WHAT THE TASK ASKS
For each line below that includes the string "processCurrentBuffer", show the whole line.

DATA
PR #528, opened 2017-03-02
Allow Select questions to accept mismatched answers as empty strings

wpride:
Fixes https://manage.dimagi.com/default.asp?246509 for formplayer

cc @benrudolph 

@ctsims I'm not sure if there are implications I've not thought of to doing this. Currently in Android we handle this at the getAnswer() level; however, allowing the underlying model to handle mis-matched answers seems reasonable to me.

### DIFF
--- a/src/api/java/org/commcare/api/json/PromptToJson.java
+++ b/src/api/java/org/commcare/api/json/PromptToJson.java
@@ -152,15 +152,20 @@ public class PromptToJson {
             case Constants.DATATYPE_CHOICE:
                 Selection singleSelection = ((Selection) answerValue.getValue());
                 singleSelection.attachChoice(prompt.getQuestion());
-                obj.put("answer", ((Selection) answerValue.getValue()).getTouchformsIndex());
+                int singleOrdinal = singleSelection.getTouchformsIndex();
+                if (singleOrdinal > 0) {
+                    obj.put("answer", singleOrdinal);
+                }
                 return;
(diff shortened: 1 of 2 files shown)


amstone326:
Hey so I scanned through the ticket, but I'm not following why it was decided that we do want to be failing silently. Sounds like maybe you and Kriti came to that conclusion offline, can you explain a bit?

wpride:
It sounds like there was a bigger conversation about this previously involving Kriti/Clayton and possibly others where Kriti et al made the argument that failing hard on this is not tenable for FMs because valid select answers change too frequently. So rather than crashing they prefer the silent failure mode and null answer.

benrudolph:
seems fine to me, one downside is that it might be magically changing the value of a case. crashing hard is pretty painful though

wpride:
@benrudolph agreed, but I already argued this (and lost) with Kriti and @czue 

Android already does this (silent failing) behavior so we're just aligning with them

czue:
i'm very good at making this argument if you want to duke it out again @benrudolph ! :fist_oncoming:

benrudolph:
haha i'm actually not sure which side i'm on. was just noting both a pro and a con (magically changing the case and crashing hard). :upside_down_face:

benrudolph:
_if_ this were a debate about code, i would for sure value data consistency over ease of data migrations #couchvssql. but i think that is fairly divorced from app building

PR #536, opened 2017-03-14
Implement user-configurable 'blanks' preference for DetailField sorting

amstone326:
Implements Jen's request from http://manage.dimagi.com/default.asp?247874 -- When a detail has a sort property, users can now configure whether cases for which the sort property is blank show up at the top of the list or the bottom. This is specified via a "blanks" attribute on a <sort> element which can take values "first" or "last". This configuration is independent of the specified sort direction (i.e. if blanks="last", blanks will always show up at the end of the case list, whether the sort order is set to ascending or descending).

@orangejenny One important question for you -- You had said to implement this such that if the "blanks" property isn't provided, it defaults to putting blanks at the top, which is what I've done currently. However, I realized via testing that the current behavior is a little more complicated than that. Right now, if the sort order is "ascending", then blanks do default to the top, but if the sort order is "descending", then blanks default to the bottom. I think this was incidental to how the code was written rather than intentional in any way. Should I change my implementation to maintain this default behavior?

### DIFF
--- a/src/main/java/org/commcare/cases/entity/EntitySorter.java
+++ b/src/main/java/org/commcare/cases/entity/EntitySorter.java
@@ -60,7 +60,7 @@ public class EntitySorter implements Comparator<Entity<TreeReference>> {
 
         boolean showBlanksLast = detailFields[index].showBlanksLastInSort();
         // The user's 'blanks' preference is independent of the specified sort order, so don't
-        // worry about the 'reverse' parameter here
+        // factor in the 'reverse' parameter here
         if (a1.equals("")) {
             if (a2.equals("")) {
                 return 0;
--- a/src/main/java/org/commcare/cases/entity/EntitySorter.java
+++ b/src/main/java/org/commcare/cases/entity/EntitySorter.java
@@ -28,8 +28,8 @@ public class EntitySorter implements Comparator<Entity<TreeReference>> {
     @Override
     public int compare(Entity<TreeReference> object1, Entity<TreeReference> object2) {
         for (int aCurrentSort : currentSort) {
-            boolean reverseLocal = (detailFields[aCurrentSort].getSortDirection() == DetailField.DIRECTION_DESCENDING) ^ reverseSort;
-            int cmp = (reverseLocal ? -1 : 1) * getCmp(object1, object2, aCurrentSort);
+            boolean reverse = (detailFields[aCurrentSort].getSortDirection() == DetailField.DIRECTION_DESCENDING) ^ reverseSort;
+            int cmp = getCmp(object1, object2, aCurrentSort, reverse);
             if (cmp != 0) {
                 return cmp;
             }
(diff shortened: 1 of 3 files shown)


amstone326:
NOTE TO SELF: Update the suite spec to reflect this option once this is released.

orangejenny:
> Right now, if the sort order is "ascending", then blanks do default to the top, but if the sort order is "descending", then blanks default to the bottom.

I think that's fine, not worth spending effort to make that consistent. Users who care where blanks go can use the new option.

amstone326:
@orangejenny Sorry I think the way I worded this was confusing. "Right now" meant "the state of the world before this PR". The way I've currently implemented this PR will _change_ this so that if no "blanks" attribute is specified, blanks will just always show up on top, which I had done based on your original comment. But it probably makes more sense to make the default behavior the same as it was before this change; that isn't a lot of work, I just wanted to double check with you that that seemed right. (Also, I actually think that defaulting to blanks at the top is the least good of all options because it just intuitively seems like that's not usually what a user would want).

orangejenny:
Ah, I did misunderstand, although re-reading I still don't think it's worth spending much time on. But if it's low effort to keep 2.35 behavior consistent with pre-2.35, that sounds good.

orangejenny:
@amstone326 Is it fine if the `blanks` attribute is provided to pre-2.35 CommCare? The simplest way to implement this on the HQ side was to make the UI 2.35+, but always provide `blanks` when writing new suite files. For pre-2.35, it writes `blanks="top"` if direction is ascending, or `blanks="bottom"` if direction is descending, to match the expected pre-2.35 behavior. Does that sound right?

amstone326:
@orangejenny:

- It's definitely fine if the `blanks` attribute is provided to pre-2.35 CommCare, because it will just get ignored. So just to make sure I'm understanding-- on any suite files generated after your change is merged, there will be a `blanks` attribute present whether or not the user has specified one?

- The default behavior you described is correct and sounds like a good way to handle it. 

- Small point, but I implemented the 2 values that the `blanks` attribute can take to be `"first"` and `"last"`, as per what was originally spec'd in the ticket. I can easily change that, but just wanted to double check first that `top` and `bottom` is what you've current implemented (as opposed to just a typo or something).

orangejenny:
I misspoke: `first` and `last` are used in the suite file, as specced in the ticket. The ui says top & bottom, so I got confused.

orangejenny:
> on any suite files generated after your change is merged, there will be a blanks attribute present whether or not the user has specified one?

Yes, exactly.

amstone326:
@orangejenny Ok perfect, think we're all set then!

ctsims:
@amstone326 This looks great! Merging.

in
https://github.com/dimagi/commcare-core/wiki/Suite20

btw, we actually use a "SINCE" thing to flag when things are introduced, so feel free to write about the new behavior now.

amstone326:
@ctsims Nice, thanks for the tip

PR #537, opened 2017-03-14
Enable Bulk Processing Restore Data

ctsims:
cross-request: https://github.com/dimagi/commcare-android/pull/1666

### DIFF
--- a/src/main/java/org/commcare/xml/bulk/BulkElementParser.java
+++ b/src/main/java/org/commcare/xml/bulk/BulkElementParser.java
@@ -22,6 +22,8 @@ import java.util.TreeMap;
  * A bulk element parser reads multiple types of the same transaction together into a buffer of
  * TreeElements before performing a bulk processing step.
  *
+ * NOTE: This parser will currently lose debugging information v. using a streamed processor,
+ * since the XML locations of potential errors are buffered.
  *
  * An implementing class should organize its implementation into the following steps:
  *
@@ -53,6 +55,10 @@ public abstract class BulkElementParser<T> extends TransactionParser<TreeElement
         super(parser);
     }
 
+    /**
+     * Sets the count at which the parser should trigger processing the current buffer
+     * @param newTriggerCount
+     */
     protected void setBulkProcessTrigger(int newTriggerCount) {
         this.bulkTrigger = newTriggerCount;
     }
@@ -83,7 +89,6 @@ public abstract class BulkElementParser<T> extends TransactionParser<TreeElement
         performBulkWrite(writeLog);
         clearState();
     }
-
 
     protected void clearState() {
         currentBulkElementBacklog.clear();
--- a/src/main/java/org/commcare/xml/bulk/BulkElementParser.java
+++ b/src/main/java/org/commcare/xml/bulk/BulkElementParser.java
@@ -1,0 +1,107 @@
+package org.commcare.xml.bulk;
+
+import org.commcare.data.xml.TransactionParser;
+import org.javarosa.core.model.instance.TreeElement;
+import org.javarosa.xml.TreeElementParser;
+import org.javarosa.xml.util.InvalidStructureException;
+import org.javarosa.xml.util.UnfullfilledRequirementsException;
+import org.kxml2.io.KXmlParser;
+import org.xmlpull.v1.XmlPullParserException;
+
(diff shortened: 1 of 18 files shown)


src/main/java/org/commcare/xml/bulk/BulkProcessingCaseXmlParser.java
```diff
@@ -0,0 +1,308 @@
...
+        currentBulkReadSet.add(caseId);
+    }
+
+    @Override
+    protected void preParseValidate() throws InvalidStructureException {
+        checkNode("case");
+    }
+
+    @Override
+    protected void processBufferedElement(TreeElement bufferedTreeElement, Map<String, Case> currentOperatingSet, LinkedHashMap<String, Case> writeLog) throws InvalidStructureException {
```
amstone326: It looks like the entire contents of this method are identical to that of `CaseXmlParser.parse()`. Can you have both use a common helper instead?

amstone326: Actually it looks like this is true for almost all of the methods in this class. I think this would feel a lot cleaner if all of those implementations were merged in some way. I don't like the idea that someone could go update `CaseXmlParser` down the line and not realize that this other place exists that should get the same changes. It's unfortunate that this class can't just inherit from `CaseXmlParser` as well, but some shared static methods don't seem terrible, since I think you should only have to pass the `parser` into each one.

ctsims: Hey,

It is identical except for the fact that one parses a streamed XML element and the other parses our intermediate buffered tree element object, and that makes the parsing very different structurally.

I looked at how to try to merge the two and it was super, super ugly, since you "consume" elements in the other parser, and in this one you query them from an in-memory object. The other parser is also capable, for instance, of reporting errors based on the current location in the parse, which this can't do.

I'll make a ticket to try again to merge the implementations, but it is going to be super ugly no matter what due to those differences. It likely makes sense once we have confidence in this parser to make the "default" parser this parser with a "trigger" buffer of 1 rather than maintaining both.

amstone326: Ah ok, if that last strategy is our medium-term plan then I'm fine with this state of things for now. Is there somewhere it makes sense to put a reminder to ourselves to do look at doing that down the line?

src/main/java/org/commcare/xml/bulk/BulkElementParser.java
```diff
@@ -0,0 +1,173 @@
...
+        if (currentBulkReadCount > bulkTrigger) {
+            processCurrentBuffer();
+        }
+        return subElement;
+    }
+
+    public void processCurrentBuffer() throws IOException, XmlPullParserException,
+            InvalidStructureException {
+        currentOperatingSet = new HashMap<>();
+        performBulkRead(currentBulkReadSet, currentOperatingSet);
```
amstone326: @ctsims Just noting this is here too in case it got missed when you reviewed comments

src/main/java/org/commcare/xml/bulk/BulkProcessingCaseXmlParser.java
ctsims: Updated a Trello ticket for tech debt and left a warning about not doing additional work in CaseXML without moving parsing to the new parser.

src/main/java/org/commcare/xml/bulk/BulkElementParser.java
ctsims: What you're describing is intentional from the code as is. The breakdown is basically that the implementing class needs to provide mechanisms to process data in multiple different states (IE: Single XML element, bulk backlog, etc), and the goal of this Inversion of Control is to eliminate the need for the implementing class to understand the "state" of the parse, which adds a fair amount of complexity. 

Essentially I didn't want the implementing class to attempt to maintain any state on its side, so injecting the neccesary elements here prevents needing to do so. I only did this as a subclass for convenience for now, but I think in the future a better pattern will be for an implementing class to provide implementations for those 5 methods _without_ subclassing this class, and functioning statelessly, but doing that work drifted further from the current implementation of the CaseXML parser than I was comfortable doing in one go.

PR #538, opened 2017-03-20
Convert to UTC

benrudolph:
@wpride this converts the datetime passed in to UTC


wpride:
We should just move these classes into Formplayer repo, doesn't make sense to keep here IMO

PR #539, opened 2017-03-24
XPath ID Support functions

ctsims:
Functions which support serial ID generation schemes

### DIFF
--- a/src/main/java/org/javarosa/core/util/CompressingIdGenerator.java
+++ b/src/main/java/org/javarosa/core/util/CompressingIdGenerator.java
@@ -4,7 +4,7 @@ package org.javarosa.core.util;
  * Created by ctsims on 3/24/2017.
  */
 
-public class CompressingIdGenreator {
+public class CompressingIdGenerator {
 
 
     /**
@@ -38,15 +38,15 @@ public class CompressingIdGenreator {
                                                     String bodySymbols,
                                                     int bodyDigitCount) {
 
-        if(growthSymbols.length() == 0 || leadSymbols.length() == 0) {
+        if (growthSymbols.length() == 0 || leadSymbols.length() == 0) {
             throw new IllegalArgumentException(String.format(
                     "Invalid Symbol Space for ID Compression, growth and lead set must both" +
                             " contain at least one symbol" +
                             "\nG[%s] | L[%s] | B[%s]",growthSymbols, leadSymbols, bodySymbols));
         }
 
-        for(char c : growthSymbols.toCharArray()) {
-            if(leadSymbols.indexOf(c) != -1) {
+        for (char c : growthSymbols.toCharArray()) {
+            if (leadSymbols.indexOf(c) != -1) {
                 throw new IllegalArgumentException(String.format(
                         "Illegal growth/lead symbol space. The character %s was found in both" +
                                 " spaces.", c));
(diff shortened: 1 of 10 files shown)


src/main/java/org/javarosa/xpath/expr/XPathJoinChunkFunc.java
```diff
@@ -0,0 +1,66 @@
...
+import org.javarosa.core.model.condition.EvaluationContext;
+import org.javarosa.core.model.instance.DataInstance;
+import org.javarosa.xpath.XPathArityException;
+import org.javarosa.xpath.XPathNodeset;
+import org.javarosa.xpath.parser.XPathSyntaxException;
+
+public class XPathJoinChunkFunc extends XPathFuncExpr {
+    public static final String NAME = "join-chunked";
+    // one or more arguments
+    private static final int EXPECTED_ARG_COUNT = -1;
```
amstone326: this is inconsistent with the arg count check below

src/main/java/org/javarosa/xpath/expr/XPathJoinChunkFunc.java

RESPONSE AREA
+            processCurrentBuffer();
+    public void processCurrentBuffer() throws IOException, XmlPullParserException,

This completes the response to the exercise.